CEC leases do not expressly authorize rent relief even if force majeure is triggered

The force majeure CEC’s lease clauses for its North Carolina and Washington locations excused performance for “acts of God,” “unusual government restriction, regulation or control”, or “any other condition beyond that party’s reasonable control. “. Crucially, however, the clauses specified that they “shall not apply to the inability to pay any sum of money owed hereunder or to the failure to perform any other obligation due to the failure to do so. ‘money or the inability to raise capital or borrow for any purpose. “Based on the plain language of the leases, the bankruptcy court ruled that”[r]ent is a “sum of money owed”. force majeure clauses did not allow the debtor to delay or reduce his rent obligations.

While the Californian leases contained “force majeure carve-out ”and“ anti-force majeureclauses, the conclusion was the same – the leases did not provide the debtor with rent relief even if the force majeure the event was triggered. Therefore, the bankruptcy court found that none of the California leases allowed the CEC to reduce or reduce the rent due to force majeure.

As an aside, Chuck E. Cheese differs from In re Hitz Restaurant Group, 616 BR 374 (Bankr. ND Ill. 2020) (discussed in a previous episode of this series). Rightly or wrongly, the court concluded that the rental obligations were waived when force majeure was triggered, and that COVID-19 and government regulations triggered the force majeure provisions of the lease.

Goal frustration

Despite seeking to assume the leases as part of its plan, the CEC also argued that its rent payments should be excused under the doctrine of non-compliance. The CEC believed the doctrine applied because the pandemic and related government regulations completely frustrated the purpose of its leases, which it said is to operate family entertainment centers. The six donors responded, arguing that the force majeure and anti-force majeure clauses replaced doctrine.

The bankruptcy court rejected the CEC’s arguments.
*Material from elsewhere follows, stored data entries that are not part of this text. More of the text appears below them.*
PR #52, opened 2021-08-20
Feature/write binary

### LINKED ISSUE #30: Write binary Simularium files
## Use Case

When a user is generating a simularium file, which they will then drag/drop or load from a URL in the Simularium Viewer, it would be nice to output the binary version of simularium file format as well as JSON, that way the files can be smaller, and download and/or load faster.

## Solution

Use the simularium binary format documentation (https://docs.google.com/document/d/1Hdvw3XieGrTHd7swILzMXLY-dbu-auJVDvt9K1Zbb_Y/edit#heading=h.xk07om75xuhb) and add functionality to TrajectoryConverter to write_binary() and write_external_binary().

## Acceptance Criteria

A file generated from the binary writing functions can be loaded into the Simularium Viewer (once binary file reading is added).

blairlyons:
Problem
=======
SimulariumIO only outputs the JSON version of .simularium format, it would be nice to also output binary.
closes #30 

Solution
========
Split file writing functionality from `TrajectoryConverter` into a few writer objects, including abstract base `Writer`, `JSONWriter`, and `BinaryWriter`. Each of those implements `Writer.save()`, which replaces the old `TrajectoryConverter.write_external_JSON()`. The old `TrajectoryConverter.write_JSON()` functions are replaced with `TrajectoryConverter.save()` which uses the writers and defaults to writing binary (but can set `binary=False` to write JSON).

**Note** this changes the `TrajectoryConverter` API, renaming `write_JSON()` to `save()` and removing `write_external_JSON()`.

## Type of change

Change summary:
---------------
* move JSON writing to `Writer` and `JsonWriter`
* add `BinaryWriter` to write to binary format
* split binary files so they don't exceed size limits by frames or bytes
* update `TrajectoryConverter` functions
* add tests that check the float values in the buffer before writing binary are correct
* update tests and docs
* update jupyter notebook examples

Keyfiles:
-----------------------
1. simulariumio/constants.py - added constants for binary header, version, and end of frame symbols and max frames and bytes per file
2. simulariumio/trajectory_converter.py - moved `_read_trajectory_data()` to `JsonWriter.format_trajectory_data()` and moved part of `_get_spatial_bundle_data_subpoints()` to `Writer._get_frame_buffer()` so it can also be used by `BinaryWriter`. Updated `to_JSON()` to use `JsonWriter`, changed `write_JSON()` to `save(binary=True)`, and removed `write_external_JSON()` since that's now handled by `JsonWriter.save()`.
3. simulariumio/writers/binary_chunk.py - added this object to store info about a chunk of data that will be saved to binary, which allows the trajectory to be split into multiple files if there are too many frames or if the data is too large
4. simulariumio/writers/binary_writer.py - format data as a numpy array of floats and then use `np.array.tofile()` to write to file.
5. simulariumio/writers/json_writer.py - moved `TrajectoryData` reading and JSON writing from `TrajectoryConverter` here, except moved parts of the old `TrajectoryConverter._read_trajectory_data()` to `Writer` in order to reuse it for writing binary.
6. simulariumio/writers/writer.py - abstract base `Writer` that defines an API with `format_trajectory_data()` and `save()` and also has a few functions used by both implementing classes.

Discussion:
-----------------------
1. What should the binary file size limit be? It wasn't specified in the binary format spec, so I chose 500 MB for now, based on my experience loading JSON files in the Viewer, where ~200MB is the max I got to load in a reasonable time. Binary files seem to be about 25% the size of JSON (i.e. max of ~50MB), but I know they will import much faster and it will depend on where the bottlenecks are. So I just multiplied it 10x assuming that's close to the max the viewer could handle, but it's a pretty wild guess and might be way off.
2. A few of the values in the binary format spec are 4-byte ints (NF, F#, NA) and the rest of the numbers are 4-byte floats. I'm using numpy to write to file and I have to give it a dtype. Some of the ints are per frame, if there was a consistent frame size I could define dtype with mixed types, but since there isn't I think I can only choose one or the other? Or maybe there's a way to build a mask somehow? And I'm not exactly sure how the file type string works with this too, I'm using `float(ord(i))` to pack those as floats right now, not sure if that's correct. Anyway, it seems like it would be easier if we could have all the values be floats, unless someone knows a way to handle this? Guess I could use something other than numpy too, but the `array.tofile()` function is so convenient...
3. How do we handle trajectoryInfo and  plotData blocks?


toloudis:
https://docs.python.org/3/library/struct.html#struct.pack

First of all, he ruled that under state law a tenant cannot invoke the doctrine of frustration when the parties had already apportioned the very risk CEC was now complaining about. Second, the bankruptcy court ruled that even if the doctrine applied, the object of the leases could not have been thwarted because the leased premises could be put to other uses. The court’s reasoning understood that the CEC was seeking to assume the leases as part of its reorganization plan, which by definition proved that the leases had not been rendered worthless. She could not see that the value of the services under the leases was totally destroyed while the CEC was at the same time trying to keep them.


The Chuck E. Cheese The ruling represents the first major Chapter 11 decision aligning with COVID-19-era cases to determine whether the economic distress caused by the pandemic can overcome an outright obligation to pay rent in a tenant’s lease . These cases generally support the proposition that, as in Chuck E. Cheese, the lease actually has a force majeure carve-out – a provision that says the occurrence of a force majeure the event does not excuse the obligation to pay the rent – the nature of the force majeure is irrelevant and the parties’ contract will be executed. Chuck E. Cheese may test the perception of some that bankruptcy courts are more flexible than non-bankruptcy courts in deploying equitable remedies rather than the terms of the parties’ contract. In any event, if followed by other bankruptcy and non-bankruptcy courts, we would expect this to be good news for owners (as well as counterparties to other forms of contracts) threatened with arguments that the ordinary meaning of the applicable contract can be avoided on the basis of the pandemic and the corresponding fair theories such as frustration of purpose.